*What the task requires*: The lines to extract run from the first line of the entries through the line that contains "sriganeshres: I am doing that."; reproduce exactly those lines and no others.

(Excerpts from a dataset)

PR #8289, opened 2025-08-08
refactor: _lfortran_string_read_i32

sriganeshres:
towards: #8241

### DIFF
--- a/src/libasr/runtime/lfortran_intrinsics.c
+++ b/src/libasr/runtime/lfortran_intrinsics.c
@@ -5082,7 +5082,11 @@ LFORTRAN_API void _lfortran_string_write(char **str_holder, bool is_allocatable,
 }
 
 LFORTRAN_API void _lfortran_string_read_i32(char *str, int64_t len, char *format, int32_t *i) {
-    sscanf(str, format, i);
+    char* tmp = (char*)malloc(len + 1);
+    strncpy(tmp, str, len);
+    tmp[len] = '\0';
+    sscanf(tmp, format, i);
+    free(tmp);
 }
 
 LFORTRAN_API void _lfortran_string_read_i64(char *str, int64_t len, char *format, int64_t *i) {


src/libasr/runtime/lfortran_intrinsics.c
```diff
@@ -5082,19 +5082,35 @@ LFORTRAN_API void _lfortran_string_write(char **str_holder, bool is_allocatable,
...
+    strncpy(tmp, str, len);
+    tmp[len] = '\0';
+    sscanf(tmp, format, i);
+    free(tmp);
 }
 
 LFORTRAN_API void _lfortran_string_read_f32(char *str, int64_t len, char *format, float *f) {
-    sscanf(str, format, f);
+    char* tmp = (char*)malloc(len + 1);
+    strncpy(tmp, str, len);
```
assem2002: Don't we have any other way to handle this function without using C-style strings?

sriganeshres: We can but we need to use a bounded writer. Do you want me to do that.

sriganeshres: I am doing that.

assem2002: Can you explain further? I tried to pass the problem to some GPTs and obviously the options out there aren't different (performance wise) from what we have here.

src/libasr/runtime/lfortran_intrinsics.c
```diff
@@ -5082,19 +5082,35 @@ LFORTRAN_API void _lfortran_string_write(char **str_holder, bool is_allocatable,
 }
 
 LFORTRAN_API void _lfortran_string_read_i32(char *str, int64_t len, char *format, int32_t *i) {
-    sscanf(str, format, i);
+    char* tmp = (char*)malloc(len + 1);
+    strncpy(tmp, str, len);
```
assem2002: Can you please use `memcpy`?, as `strncpy` has implication that it stops whenever encounters a `\0` and Fortran strings can have such characters as part of the string.

src/libasr/runtime/lfortran_intrinsics.c
```diff
@@ -5082,19 +5106,165 @@ LFORTRAN_API void _lfortran_string_write(char **str_holder, bool is_allocatable,
...
+    int sign = 1;
+    if (p < end && *p == '-') { sign = -1; p++; }
+    else if (p < end && *p == '+') { p++; }
+
+    int32_t value = 0;
+    while (p < end && isdigit((unsigned char)*p)) {
+        value = value * 10 + (*p - '0');
+        p++;
+    }
+    *i = value * sign;
```
certik: I don't like this. From here and below we are expanding a single line `sscanf` into 20+ lines, copy & pasting the same code (possibly with some tiny changes --- hard to tell) all over.

My first question is: what is the motivation, is sscanf not enough for what we need? Is there some Fortran test case that didn't work in main, but now works? If so, the test should be added in this PR.

If the answer is that it is not good enough, then we need to refactor all this code into functions to parse integers, don't repeat it. And then we need to add tests for these parsing routines, as it is easy to make mistakes in them, and forget about some corner case, like an empty string, invalid string, etc. The best way to test it is to call the runtime from our `ctest` infrastructure and just add tests specifically for the parsing. Then use those well-tested functions here.

sriganeshres: No I wanted to use non c style strings that why i mdid not make any tmp C style strings and made it to mimic sscanf as asked here https://github.com/lfortran/lfortran/pull/8289#discussion_r2262818697. If you dont want this and just change `strncpy` to `memcpy` I can do that.

sriganeshres: No problem i have changed `strncpy` to `memcpy`

src/libasr/runtime/lfortran_intrinsics.c
```diff
@@ -5082,19 +5106,40 @@ LFORTRAN_API void _lfortran_string_write(char **str_holder, bool is_allocatable,
 }
 
 LFORTRAN_API void _lfortran_string_read_i32(char *str, int64_t len, char *format, int32_t *i) {
-    sscanf(str, format, i);
+    char *buf = (char*)malloc(len + 1);
+    if (!buf) return; // handle allocation failure if needed
```
certik: What is the purpose of this comment --- either handle it, or explain why it doesn't need to be handled.

sriganeshres: it is just a malloc error. Comment is nothing we can ignore that.

src/libasr/runtime/lfortran_intrinsics.c
```diff
@@ -5082,19 +5106,40 @@ LFORTRAN_API void _lfortran_string_write(char **str_holder, bool is_allocatable,
...
 }
 
 LFORTRAN_API void _lfortran_string_read_f32(char *str, int64_t len, char *format, float *f) {
-    sscanf(str, format, f);
+    char *buf = (char*)malloc(len + 1);
+    if (!buf) return;
+    memcpy(buf, str, len);
+    buf[len] = '\0';
+    sscanf(buf, format, f);
+    free(buf);
```
certik, line 5133: This should be completely redesigned: https://github.com/lfortran/lfortran/issues/8310, but let's do it in a subsequent PR.

src/libasr/runtime/lfortran_intrinsics.c
certik: Then remove it. Don't add comments that are "nothing".

```suggestion
    if (!buf) return;
```

PR #8297, opened 2025-08-08
fix: do not return struct symbol past external 

### LINKED ISSUE #8291: Compilation of `associate` statement leads to late compiler segfault
This seems to be a regression after some of the recent refactoring. The following test code, made up of these three files, 
 `$ cat module1.F90`
```
module module1

   type, abstract :: AbsType
   end type AbsType

end module module1
```

 `$ cat module2.F90`
```
module module2

   use module1, only: AbsType
   
   type :: MyType
      class(AbsType), allocatable :: arr(:)
   contains
      procedure :: method
   end type MyType

contains
   
   subroutine method(self)
      class(MyType), intent(inout) :: self
      associate ( element => self%arr(size(self%arr)) )
      end associate
   end subroutine method

end module module2
```
`$ cat module3.F90` 
```
module module3

   use module2, only: MyType

end module module3
```
gives the following behavior upon compilation:
`$ lfortran --cpp -c module1.F90`
`$ lfortran --cpp -c module2.F90 `
`$ lfortran --cpp -c module3.F90`

A segfault happens during the compilation of `module3.F90`, triggered by an `associate` statement (that operates on an array) which is used within `module2.F90`.

kmr-srbh:
Resolves #8291


kmr-srbh:
Some more cases need to have `ASRUtils::symbol_get_past_external()` removed from the return statement. We should not return the symbol past external as it may be outside our scope. I will make sure to correct the rest of them later.

PR #8301, opened 2025-08-09
LP Sync

swamishiju:
- Fix for LP `str()`


certik:
Let's figure out tests to add into LFortran for all these fixes, otherwise they will get broken again.

swamishiju:
> Let's figure out tests to add into LFortran for all these fixes, otherwise they will get broken again.

Most of the stuff in this PR is a bit awkward to test for in LF. The easiest is probably the unsigned arrays - but others like `int->str` have completely different nodes in Fortran

certik:
Can you please fix this PR, I think it has unrelated changes.

Regarding int->str, we should be using exactly the same nodes in both LFortran and LPython, and add tests in LFortran.

swamishiju:
Closed in favor of #8418

Issue #7937, opened 2025-06-30
Refactor all compiler options


certik:
We need to decide:

* [ ] if we stick with `-` for single options and `--` for longer options, or use the technique `-fcheck=all` style in gcc/clang
* [ ] how to group all options into classes, such as: warnings, optimization, code generation, language features, etc. (For example `-W`, `-f`, `-O`, etc., depending on the previous point)
* [ ] Add "no" option for every option that enables something, so that one can for example do `--std=f23`, but then turn off some options
* [ ] Warnings need to be more granular (related to https://github.com/lfortran/lfortran/issues/564)

We should do this before beta.

(I thought we already had some issue for this, but I can't find it.)

certik:
For reference, here is how other compilers do it:

* MSVC: https://learn.microsoft.com/en-us/cpp/build/reference/compiler-options-listed-by-category?view=msvc-170
* Clang: https://clang.llvm.org/docs/ClangCommandLineReference.html
* GCC: https://gcc.gnu.org/onlinedocs/gcc/Option-Summary.html
* ifx: https://www.intel.com/content/www/us/en/docs/fortran-compiler/developer-guide-reference/2024-0/alphabetical-option-list.html
* Classic Flang: https://github.com/flang-compiler/flang/wiki/Using-Flang
* Cray compiler: https://docs.lumi-supercomputer.eu/development/compiling/cce/
* NAG compiler: https://support.nag.com/nagware/np/r71_doc/manual/compiler_2_4.html
* Zig: https://ziglang.org/learn/build-system/
* Rust: https://doc.rust-lang.org/beta/rustc/command-line-arguments.html
* Go: https://pkg.go.dev/cmd/compile

PR #8308, opened 2025-08-09
add enable style compiler option

parth121101:
https://github.com/lfortran/lfortran/issues/7937#issue-3188997915

This PR is the initial PR to address the third point of the above comment.
If someone wants to use `--std=f23` flag with style suggestion enable, then this is the flag that can be used. 
I have tested this. Following are the results.
Using only `--std=f23` flag would not show style suggestions. 

```
lfortran /Users/parth1211/repos/lfortran/tests/save4.f90 --std=f23
warning: Assuming implicit save attribute for variable declaration
 --> /Users/parth1211/repos/lfortran/tests/save4.f90:9:20
  |
9 |         integer :: x = 5
  |                    ^^^^^ help: add explicit save attribute or parameter attribute or initialize in a separate statement


 y is 1
 ```
 
 With ` --style-warnings` flag one can use `--std=f23` flag and still can see style warnings
 
 ```
 lfortran /Users/parth1211/repos/lfortran/tests/save4.f90 --std=f23 --style-warnings
style suggestion: Use '==' instead of '.eq.'
 --> /Users/parth1211/repos/lfortran/tests/save4.f90:4:11
  |
4 |     if (y .eq. 1) then
  |           ^^^^ help: write this as '=='

style suggestion: Use '==' instead of '.eq.'
  --> /Users/parth1211/repos/lfortran/tests/save4.f90:10:15
   |
10 |         if (x .eq. 1) then
   |               ^^^^ help: write this as '=='

warning: Assuming implicit save attribute for variable declaration
 --> /Users/parth1211/repos/lfortran/tests/save4.f90:9:20
  |
9 |         integer :: x = 5
  |                    ^^^^^ help: add explicit save attribute or parameter attribute or initialize in a separate statement


 y is 1
 ```

### CODE REVIEW

File: src/libasr/utils.h [hunk 1]
```diff
@@ -113,6 +113,7 @@ struct CompilerOptions {
     bool generate_code_for_global_procedures = false;
     bool no_warnings = false;
     bool disable_style = false;
+    bool enable_style = false;
```
certik: Don't add both flags. Just use one option `style_warnings = true/false` and that's it.

parth121101: Due you also want me to remove this two flag as well and combine them. 
```
app.add_flag("--no-style-warnings", compiler_options.disable_style, "Turn off style suggestions")->group(group_warning_options);
app.add_flag("--style-warnings", compiler_options.enable_style, "Enable style suggestions")->group(group_warning_options);
```

Or you want me to remove enable_style from compiler options and just keep one compiler option for style warning ?

parth121101: https://github.com/lfortran/lfortran/pull/8308/commits/2b63de3a67318915ddb6152334d2215fc3130556
For this commit I have removed the enable_style that I recently added in compiler option.

parth121101: I have removed the enable_style option from compiler option. 
Now we have only single variable for compiler option and keeping two on and off flags for command line.

parth121101:
Added a simple test to validate the implemented functionality.

HarshitaKalani (approved):
lgtm

certik:
I had to revert this due to https://github.com/lfortran/lfortran/issues/8326.

PR #8309, opened 2025-08-09
Tests : Trigger workflow with changes in commit history (rebase, new commits, ..)

assem2002:
This PR just handles the cases of (PR sync, reopen, unlabel, once opened).
The case of having label `Tests:Run-Exhaustive` already set, and then adding another random label then the workflow happens to get triggered again unnecessarily **isn't handled in this PR**
as well the case of removing some random label will also the trigger the workflow to run unnecessarily, It's not a bit deal now as these cases doesn't happen so frequently (Our dependency on labels isn't intensive yet).

### DIFF
--- a/.github/workflows/Exhaustive-Checks-CI.yml
+++ b/.github/workflows/Exhaustive-Checks-CI.yml
@@ -9,6 +9,10 @@ on:
   pull_request:
     types: 
       - labeled
+      - unlabeled
+      - synchronize
+      - opened
+      - reopened
     branches:
       - main
 


certik:
This will run exhaustive checks on opening a PR?

And on removing any label? That seems we don't need that, right?

certik:
How about this: https://grok.com/share/bGVnYWN5_e1e55f11-ec35-4b80-b362-c292a46d7732

Add the following to every exhaustive job:
```
if: ${{ github.event_name != 'pull_request' || contains(github.event.pull_request.labels.*.name, 'run-exhaustive') }}
```

That should do it, right?

assem2002:
> How about this: https://grok.com/share/bGVnYWN5_e1e55f11-ec35-4b80-b362-c292a46d7732
> 
> Add the following to every exhaustive job:
> 
> ```
> if: ${{ github.event_name != 'pull_request' || contains(github.event.pull_request.labels.*.name, 'run-exhaustive') }}
> ```
> 
> That should do it, right?

if we use that with the general workflow trigger we used before, it will work as we intend yeah. 
Here : 
```yml
on:
  pull_request:
    branches:
      - main
```
++
```yml
if: ${{ github.event_name != 'pull_request' || contains(github.event.pull_request.labels.*.name, 'run-exhaustive') }}
```

**Update** : 
the general trigger only triggers (open, sync) it doesn't trigger the labeling activity.
I think what we have now in the PR is good enough, and it's also explicit.

assem2002:
> This will run exhaustive checks on opening a PR?
> 
> And on removing any label? That seems we don't need that, right?

let's assume the case where you want to stop the tests from running.

certik:
You have to read the full answer in Grok. You still need:
```
types:
      - labeled
```
And maybe also `unlabeled` to stop it from running, but I don't think this cancels it, just doesn't run it if it didn't start yet. But that might never happen, as usually it "starts" right away, and waits, at least I think.

So just start with `labeled`.

assem2002:
Oh, Yeah Grok's answer mentioned my concern.
So now things got confusing, Can you list the requirements we want to achieve?

certik:
Ok, I just did my idea myself: https://github.com/lfortran/lfortran/pull/8315. I think that's what Grok had in mind.

It turns out you already had an "if" statement there with a check for the label. Why didn't it work? Is it because the workflow only triggers on new labels being added?

So this PR here adds more cases to trigger the run, and it then gets narrowed down with the if statement?

assem2002:
> It turns out you already had an "if" statement there with a check for the label. Why didn't it work? Is it because the workflow only triggers on new labels being added?

Yes, this PR adds more activity triggers (open, repopen, etc.).
The If statement (in current main) is responsible of making the jobs run if and only if (label=`Tests::Run-Exhaustive`|| event=`push`). 
So the triggering activity whenever happens it invokes the workflow, and then we do the checks we just mentioned.

For now I think this PR fulfills most of what we want to achieve. (proper run of the exhaustive checks as long as the label is set)
There are some minor issues. For example, Adding random label like `bug` meanwhile the label `Tests::Run-Exhaustive` was already there and the tests were already running, that would invoke the workflow again and run the tests again totally unnecessarily; But these are minor ones that we won't face a lot.

assem2002:
BTW, The `open` trigger made the CI in this PR have this ugly (yet informative) `skipped` jobs.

*Reply*:
PR #8289, opened 2025-08-08
refactor: _lfortran_string_read_i32

sriganeshres:
towards: #8241

### DIFF
--- a/src/libasr/runtime/lfortran_intrinsics.c
+++ b/src/libasr/runtime/lfortran_intrinsics.c
@@ -5082,7 +5082,11 @@ LFORTRAN_API void _lfortran_string_write(char **str_holder, bool is_allocatable,
 }
 
 LFORTRAN_API void _lfortran_string_read_i32(char *str, int64_t len, char *format, int32_t *i) {
-    sscanf(str, format, i);
+    char* tmp = (char*)malloc(len + 1);
+    strncpy(tmp, str, len);
+    tmp[len] = '\0';
+    sscanf(tmp, format, i);
+    free(tmp);
 }
 
 LFORTRAN_API void _lfortran_string_read_i64(char *str, int64_t len, char *format, int64_t *i) {


src/libasr/runtime/lfortran_intrinsics.c
```diff
@@ -5082,19 +5082,35 @@ LFORTRAN_API void _lfortran_string_write(char **str_holder, bool is_allocatable,
...
+    strncpy(tmp, str, len);
+    tmp[len] = '\0';
+    sscanf(tmp, format, i);
+    free(tmp);
 }
 
 LFORTRAN_API void _lfortran_string_read_f32(char *str, int64_t len, char *format, float *f) {
-    sscanf(str, format, f);
+    char* tmp = (char*)malloc(len + 1);
+    strncpy(tmp, str, len);
```
assem2002: Don't we have any other way to handle this function without using C-style strings?

sriganeshres: We can but we need to use a bounded writer. Do you want me to do that.

sriganeshres: I am doing that.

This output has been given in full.